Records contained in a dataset
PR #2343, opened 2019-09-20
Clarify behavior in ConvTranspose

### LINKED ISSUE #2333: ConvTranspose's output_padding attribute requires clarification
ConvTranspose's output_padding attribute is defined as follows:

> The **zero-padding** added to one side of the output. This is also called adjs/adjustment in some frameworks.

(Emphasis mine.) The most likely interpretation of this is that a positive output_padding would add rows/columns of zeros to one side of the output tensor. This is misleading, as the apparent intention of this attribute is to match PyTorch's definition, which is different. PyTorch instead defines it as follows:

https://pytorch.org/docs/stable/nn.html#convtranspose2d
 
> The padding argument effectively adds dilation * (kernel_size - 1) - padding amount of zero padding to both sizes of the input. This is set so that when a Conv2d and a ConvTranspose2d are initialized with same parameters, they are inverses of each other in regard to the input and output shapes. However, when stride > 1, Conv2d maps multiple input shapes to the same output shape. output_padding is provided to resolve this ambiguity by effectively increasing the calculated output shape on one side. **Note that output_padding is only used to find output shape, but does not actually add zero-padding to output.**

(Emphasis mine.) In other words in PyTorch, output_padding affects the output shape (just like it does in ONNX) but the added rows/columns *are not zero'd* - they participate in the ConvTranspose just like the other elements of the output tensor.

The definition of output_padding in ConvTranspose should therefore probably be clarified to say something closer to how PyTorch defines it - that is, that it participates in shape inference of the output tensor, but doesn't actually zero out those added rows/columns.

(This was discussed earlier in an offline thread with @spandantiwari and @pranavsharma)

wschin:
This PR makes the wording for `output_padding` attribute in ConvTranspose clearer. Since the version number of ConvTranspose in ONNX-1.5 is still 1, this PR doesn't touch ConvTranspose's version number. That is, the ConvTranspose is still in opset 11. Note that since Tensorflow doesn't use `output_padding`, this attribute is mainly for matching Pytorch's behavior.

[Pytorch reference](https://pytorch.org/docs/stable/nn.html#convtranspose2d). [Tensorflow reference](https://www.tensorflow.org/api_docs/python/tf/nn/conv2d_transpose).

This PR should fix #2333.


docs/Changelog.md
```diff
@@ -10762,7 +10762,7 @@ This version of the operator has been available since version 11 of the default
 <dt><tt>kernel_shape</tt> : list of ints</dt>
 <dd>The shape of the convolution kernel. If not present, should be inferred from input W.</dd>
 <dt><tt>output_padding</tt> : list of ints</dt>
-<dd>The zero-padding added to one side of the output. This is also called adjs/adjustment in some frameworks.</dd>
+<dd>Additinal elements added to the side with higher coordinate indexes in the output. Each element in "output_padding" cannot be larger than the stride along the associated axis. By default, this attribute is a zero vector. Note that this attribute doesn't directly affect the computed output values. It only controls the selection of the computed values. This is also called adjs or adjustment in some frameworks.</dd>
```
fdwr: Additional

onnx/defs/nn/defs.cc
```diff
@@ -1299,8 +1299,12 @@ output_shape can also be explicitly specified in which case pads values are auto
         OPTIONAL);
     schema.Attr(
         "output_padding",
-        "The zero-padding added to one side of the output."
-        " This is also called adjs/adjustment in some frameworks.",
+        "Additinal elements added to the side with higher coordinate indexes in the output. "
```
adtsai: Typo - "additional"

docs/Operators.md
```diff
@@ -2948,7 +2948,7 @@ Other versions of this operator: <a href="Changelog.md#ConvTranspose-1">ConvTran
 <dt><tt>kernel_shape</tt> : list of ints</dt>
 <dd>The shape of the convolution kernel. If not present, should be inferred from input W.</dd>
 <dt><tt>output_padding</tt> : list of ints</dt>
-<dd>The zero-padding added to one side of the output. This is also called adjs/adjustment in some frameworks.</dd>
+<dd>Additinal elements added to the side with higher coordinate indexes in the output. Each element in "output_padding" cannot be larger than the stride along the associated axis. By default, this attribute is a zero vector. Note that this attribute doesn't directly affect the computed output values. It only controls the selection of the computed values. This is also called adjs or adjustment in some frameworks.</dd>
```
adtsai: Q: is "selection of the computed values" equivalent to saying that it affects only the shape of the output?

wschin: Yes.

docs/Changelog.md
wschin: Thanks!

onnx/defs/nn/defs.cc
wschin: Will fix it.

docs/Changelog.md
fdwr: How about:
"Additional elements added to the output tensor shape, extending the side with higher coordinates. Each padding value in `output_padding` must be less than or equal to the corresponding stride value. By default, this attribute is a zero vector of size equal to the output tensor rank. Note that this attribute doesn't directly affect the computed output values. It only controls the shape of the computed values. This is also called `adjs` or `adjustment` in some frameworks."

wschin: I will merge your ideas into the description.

---

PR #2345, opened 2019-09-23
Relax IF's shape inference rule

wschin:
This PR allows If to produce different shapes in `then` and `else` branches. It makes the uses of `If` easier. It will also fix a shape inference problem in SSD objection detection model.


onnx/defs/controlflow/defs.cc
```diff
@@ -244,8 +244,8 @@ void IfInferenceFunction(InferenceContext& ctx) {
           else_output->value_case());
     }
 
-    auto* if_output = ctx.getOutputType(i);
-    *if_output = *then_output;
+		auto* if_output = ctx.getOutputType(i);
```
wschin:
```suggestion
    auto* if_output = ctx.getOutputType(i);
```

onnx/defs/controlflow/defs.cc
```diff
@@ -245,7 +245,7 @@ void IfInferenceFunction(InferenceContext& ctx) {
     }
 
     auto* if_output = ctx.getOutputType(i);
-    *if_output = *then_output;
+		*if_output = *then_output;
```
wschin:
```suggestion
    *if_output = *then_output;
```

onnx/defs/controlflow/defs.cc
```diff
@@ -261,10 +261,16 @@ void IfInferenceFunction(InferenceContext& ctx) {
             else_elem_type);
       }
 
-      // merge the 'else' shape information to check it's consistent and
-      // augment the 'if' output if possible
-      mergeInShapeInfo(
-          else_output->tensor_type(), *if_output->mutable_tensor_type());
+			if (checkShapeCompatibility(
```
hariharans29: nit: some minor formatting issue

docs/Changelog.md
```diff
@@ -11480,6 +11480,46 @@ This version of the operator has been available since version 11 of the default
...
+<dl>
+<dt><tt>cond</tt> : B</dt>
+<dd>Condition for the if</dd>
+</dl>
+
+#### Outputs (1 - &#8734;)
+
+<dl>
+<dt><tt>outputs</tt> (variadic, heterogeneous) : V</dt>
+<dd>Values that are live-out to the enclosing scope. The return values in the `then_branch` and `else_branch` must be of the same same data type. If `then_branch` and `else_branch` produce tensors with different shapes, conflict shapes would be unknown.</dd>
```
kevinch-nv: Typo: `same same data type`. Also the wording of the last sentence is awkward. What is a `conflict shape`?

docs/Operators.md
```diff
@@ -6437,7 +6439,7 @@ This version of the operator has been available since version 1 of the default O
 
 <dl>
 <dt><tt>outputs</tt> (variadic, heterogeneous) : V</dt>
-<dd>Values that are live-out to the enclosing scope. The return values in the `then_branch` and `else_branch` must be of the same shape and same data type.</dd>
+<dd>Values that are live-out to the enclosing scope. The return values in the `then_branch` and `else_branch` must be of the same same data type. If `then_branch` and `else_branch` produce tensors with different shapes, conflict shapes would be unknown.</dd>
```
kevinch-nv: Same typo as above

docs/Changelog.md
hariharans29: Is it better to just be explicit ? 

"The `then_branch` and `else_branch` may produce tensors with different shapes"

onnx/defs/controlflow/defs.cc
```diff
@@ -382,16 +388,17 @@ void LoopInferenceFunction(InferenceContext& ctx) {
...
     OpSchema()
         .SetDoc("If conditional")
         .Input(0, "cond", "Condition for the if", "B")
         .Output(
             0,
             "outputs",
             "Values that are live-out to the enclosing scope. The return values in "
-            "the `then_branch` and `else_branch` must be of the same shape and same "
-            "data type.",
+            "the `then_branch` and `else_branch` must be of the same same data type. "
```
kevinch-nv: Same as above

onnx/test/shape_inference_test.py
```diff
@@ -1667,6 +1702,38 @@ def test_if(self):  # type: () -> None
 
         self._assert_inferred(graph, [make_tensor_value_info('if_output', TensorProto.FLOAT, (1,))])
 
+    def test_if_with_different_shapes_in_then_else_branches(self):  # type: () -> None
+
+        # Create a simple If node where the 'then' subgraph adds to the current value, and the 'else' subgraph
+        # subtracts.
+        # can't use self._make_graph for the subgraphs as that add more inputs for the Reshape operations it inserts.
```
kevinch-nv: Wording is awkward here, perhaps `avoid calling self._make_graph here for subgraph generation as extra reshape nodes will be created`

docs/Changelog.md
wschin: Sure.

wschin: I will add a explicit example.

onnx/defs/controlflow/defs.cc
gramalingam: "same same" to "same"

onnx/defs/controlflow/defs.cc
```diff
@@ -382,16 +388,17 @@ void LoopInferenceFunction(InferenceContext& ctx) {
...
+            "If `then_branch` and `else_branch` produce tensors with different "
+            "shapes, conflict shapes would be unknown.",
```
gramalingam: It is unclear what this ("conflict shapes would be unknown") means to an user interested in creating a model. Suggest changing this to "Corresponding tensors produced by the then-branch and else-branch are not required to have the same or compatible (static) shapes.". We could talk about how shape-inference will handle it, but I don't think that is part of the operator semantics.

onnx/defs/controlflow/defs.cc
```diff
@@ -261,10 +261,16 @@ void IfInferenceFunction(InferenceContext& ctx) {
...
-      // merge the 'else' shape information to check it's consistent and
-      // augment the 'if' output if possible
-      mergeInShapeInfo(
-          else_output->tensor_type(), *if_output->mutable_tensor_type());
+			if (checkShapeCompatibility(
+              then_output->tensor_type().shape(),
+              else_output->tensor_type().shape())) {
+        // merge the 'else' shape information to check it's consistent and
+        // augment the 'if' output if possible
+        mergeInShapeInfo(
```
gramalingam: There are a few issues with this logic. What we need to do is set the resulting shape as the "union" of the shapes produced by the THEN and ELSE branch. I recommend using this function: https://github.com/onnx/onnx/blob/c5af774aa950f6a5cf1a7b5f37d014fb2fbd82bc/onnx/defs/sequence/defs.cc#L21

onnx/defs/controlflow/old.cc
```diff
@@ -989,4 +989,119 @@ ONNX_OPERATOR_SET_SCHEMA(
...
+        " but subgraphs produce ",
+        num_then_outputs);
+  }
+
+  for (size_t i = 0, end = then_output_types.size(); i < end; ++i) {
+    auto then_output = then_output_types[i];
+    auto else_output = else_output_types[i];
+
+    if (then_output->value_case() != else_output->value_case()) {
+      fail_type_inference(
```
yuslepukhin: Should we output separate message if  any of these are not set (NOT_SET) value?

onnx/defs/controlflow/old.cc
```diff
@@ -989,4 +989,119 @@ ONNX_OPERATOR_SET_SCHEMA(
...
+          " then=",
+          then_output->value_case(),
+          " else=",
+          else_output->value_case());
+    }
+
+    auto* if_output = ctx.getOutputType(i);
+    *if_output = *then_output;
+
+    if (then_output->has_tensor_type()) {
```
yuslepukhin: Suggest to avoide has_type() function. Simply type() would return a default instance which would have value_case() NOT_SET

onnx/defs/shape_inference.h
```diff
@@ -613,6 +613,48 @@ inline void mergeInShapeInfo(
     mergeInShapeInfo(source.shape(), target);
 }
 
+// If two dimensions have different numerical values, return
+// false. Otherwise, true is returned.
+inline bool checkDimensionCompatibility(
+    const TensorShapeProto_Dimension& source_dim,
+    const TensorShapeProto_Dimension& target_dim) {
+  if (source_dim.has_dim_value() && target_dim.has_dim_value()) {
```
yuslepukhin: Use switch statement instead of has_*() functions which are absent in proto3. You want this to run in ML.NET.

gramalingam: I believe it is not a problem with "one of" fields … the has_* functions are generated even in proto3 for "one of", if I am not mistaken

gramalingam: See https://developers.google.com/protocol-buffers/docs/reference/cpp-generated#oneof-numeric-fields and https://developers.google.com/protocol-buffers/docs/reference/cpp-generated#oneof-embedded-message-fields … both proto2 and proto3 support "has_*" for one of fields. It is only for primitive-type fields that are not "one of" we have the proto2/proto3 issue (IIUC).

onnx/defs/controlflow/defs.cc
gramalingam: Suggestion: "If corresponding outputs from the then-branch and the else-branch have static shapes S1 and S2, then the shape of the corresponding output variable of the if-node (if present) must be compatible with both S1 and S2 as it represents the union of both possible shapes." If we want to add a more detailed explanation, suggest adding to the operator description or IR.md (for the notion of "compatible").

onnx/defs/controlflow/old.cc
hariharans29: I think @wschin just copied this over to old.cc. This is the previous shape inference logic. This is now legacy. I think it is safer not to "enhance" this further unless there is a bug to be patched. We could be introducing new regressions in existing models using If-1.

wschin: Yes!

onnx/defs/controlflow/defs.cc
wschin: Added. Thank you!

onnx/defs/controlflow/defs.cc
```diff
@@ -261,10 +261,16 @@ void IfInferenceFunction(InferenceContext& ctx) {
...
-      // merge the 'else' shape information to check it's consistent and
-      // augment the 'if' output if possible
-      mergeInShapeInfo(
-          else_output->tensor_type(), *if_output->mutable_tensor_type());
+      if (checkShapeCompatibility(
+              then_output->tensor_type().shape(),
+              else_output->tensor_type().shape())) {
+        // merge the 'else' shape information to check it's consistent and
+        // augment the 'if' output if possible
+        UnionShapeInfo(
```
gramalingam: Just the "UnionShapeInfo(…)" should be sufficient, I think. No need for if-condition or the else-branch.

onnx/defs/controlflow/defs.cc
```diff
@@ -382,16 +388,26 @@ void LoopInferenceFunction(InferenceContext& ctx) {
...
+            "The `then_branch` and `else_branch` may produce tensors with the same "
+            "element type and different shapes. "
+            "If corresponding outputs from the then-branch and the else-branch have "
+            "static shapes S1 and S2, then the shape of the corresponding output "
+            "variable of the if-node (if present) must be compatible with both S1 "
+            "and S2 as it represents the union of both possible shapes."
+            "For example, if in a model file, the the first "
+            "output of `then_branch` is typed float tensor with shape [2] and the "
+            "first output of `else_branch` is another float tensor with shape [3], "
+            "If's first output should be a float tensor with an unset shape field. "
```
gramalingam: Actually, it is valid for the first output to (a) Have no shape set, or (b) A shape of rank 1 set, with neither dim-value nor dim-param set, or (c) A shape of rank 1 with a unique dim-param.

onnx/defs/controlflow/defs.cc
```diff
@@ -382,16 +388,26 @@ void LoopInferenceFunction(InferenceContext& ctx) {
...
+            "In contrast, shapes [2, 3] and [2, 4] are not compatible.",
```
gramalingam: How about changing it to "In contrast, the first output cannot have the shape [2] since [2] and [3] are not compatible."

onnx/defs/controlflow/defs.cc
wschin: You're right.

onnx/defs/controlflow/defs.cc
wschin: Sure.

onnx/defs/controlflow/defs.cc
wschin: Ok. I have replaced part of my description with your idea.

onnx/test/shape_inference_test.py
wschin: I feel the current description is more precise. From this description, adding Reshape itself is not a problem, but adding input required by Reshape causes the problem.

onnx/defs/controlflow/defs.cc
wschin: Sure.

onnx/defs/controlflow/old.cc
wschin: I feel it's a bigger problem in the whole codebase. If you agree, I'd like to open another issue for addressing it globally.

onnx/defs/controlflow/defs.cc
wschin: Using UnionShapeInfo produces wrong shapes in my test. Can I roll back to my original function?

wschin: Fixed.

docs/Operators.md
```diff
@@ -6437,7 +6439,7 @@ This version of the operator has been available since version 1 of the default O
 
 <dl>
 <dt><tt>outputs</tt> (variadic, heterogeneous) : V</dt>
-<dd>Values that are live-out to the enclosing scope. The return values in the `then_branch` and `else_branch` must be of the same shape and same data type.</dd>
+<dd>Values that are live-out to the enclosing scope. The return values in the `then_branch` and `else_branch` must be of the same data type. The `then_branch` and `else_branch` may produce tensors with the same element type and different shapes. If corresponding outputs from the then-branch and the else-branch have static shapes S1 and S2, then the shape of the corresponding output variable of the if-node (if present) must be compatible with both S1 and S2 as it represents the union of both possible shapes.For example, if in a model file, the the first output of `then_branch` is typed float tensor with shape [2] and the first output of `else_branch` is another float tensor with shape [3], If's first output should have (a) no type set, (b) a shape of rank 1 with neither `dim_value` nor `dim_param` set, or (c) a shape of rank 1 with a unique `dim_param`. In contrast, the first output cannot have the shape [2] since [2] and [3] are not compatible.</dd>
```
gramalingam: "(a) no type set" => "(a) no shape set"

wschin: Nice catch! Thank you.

---

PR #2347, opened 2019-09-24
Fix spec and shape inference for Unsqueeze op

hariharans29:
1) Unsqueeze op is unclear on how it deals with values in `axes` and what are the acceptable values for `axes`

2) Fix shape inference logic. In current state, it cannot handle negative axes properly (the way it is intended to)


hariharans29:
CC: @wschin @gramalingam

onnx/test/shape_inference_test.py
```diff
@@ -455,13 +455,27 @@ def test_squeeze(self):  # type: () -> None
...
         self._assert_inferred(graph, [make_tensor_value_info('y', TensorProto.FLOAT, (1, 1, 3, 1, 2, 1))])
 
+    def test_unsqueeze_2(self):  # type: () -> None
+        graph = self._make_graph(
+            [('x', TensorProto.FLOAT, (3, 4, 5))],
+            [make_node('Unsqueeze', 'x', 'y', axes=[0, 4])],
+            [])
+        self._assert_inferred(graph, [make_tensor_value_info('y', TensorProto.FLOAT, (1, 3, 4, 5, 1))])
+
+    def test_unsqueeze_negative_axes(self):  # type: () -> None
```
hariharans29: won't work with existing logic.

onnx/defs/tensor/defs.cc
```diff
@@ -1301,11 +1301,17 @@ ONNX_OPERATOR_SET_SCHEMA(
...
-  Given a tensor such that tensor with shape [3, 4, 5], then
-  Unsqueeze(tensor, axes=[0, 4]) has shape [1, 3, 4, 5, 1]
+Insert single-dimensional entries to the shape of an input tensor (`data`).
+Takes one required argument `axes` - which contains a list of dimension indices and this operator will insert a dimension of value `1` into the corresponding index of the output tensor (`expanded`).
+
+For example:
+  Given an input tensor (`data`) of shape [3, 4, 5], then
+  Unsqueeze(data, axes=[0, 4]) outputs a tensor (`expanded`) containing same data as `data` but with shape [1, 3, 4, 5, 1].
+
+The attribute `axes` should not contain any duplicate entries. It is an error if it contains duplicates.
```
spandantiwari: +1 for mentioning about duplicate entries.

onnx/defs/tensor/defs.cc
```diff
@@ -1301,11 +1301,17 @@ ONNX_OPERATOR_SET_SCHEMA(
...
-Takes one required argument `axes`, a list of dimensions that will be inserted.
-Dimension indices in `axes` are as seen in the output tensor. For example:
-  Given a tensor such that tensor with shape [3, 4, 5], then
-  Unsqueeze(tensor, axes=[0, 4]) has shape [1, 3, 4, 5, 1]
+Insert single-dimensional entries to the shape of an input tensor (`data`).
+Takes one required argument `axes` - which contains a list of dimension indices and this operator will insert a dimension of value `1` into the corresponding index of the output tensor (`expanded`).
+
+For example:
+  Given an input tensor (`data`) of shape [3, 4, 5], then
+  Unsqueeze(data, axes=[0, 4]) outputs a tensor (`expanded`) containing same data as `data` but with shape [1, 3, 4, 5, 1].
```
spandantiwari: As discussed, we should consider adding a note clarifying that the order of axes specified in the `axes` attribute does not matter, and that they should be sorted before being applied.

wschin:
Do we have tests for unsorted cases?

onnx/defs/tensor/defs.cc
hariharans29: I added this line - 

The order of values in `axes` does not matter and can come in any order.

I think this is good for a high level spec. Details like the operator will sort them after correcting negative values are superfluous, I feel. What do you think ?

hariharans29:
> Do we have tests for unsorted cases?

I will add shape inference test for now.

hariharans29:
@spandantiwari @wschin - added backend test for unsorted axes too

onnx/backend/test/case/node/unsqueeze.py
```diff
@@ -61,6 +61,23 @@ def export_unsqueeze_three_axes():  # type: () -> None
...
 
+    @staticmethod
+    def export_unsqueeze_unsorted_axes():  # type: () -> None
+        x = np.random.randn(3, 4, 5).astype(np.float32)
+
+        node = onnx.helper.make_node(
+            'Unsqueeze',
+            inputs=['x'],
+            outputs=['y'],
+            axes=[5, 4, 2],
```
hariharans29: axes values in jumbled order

▸ **HOW TO COMPLETE THIS TASK**
Both the line containing "spandantiwari: +1 for" and the line containing "hariharans29: I added" belong in the answer. Print them and every line above that falls between them exactly, and no others.

▸ **ANSWER BELOW**
spandantiwari: +1 for mentioning about duplicate entries.

onnx/defs/tensor/defs.cc
```diff
@@ -1301,11 +1301,17 @@ ONNX_OPERATOR_SET_SCHEMA(
...
-Takes one required argument `axes`, a list of dimensions that will be inserted.
-Dimension indices in `axes` are as seen in the output tensor. For example:
-  Given a tensor such that tensor with shape [3, 4, 5], then
-  Unsqueeze(tensor, axes=[0, 4]) has shape [1, 3, 4, 5, 1]
+Insert single-dimensional entries to the shape of an input tensor (`data`).
+Takes one required argument `axes` - which contains a list of dimension indices and this operator will insert a dimension of value `1` into the corresponding index of the output tensor (`expanded`).
+
+For example:
+  Given an input tensor (`data`) of shape [3, 4, 5], then
+  Unsqueeze(data, axes=[0, 4]) outputs a tensor (`expanded`) containing same data as `data` but with shape [1, 3, 4, 5, 1].
```
spandantiwari: As discussed, we should consider adding a note clarifying that the order of axes specified in the `axes` attribute does not matter, and that they should be sorted before being applied.

wschin:
Do we have tests for unsorted cases?

onnx/defs/tensor/defs.cc
hariharans29: I added this line - 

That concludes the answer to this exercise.